葡萄冷链品质的时间-温度指示器模糊推理预测

为了验证和评价变温环境下时间-温度指示器(TTI)响应值预测农产品品质的适用性,构建了TTI模糊推理预测方法。TTI模糊推理预测是依据拟合程度高的恒温试验农产品品质实际变化经验方程,以及尽可能准确描述任意有效温度与恒温温度之间关系的隶属度函数构建预测模型,实现对任意有效温度下农产品品质预测值计算。同时设置了高低温变温试验模拟鲜食葡萄冷链物流温度特征,用上述方法对Vitsab M25-2、OnVu TTI预测玫瑰香葡萄硬度进行了参数估计与模型建立,并与TTI动力学预测值进行了对比。结果表明,面向鲜食葡萄品质感知的TTI模糊推理预测在低温下相对于TTI动力学预测有所改进,平均相对偏差分别减小了6.03个百分点和2.70个百分点;在高温下没有改进。因此在低温下可选择模糊推理预测方法。

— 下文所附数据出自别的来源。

PR #46, opened 2018-10-24
Fixing bug concerning log and -log option for Hi-C matrices

joachimwolff:
It is `mask == False` and not `mask is False`. First one checks if the entries of `mask` are `False` and creates a boolean array with the result , second one checks if `mask` object is `False`. Adding catch for possible case all values in the matrix are 0.

### DIFF
--- a/pygenometracks/tracks/HiCMatrixTrack.py
+++ b/pygenometracks/tracks/HiCMatrixTrack.py
@@ -196,13 +196,19 @@ file_type = {}
 
             elif self.properties['transform'] == '-log':
                 mask = matrix == 0
-                matrix[mask] = matrix[mask is False].min()
-                matrix = -1 * np.log(matrix)
+                try:
+                    matrix[mask] = matrix[mask == False].min()
+                    matrix = -1 * np.log(matrix)
+                except Exception:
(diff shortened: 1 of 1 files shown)


pygenometracks/tracks/HiCMatrixTrack.py
```diff
@@ -196,13 +196,19 @@ def plot(self, ax, chrom_region, region_start, region_end):
 
             elif self.properties['transform'] == '-log':
                 mask = matrix == 0
-                matrix[mask] = matrix[mask is False].min()
-                matrix = -1 * np.log(matrix)
+                try:
+                    matrix[mask] = matrix[mask == False].min()
+                    matrix = -1 * np.log(matrix)
+                except Exception:
```
bgruening: @joachimwolff should we catch a more specific exception here?

fidelram: Are you sure that the exception only happens if all values are cero? In that case you can simply check for `np.all(matrix == 0) `

joachimwolff: Can also be the case if the matrix contains no data.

Time-Temperature Indicator Fuzzy Reasoning Prediction for Grape Cold Chain Quality Sensing

With the aim to validate and accurately evaluate the applicability of time-temperature indicator (TTI) application at variable temperatures, a prediction method based on the fuzzy reasoning was built. The method was on the basis of quality experience equation of the monitored products at constant temperature experiment, which could be chosen from polynomial equation, the n-th reaction kinetic equations or other equations according to the fitting coefficients. The key of this method was to build exact membership functions between arbitrate effective temperature and the constant temperature in order to obtain the predicted value at arbitrate effective temperature. The method was analyzed about Muscat Hamburg grape, Vitsab M25-2 and OnVu TTI through two fluctuant temperature experiments simulating temperature characteristics of table grape cold chain logistics. Triangle membership function was chosen in the prediction based on the fuzzy reasoning. The table grape quality predicted values based on the fuzzy reasoning and the kinetics model were compared with the actual measured values. Results showed that the TTI prediction method based on fuzzy reasoning at low fluctuant temperature made improvements (6.03 percentage points and 2.70 percentage points) vs TTI prediction method based on the reaction kinetics equations, whereas made no improvements at high fluctuant temperature. Therefore, TTI prediction method based on fuzzy reasoning could be chosen at low temperature based on the principle of merit.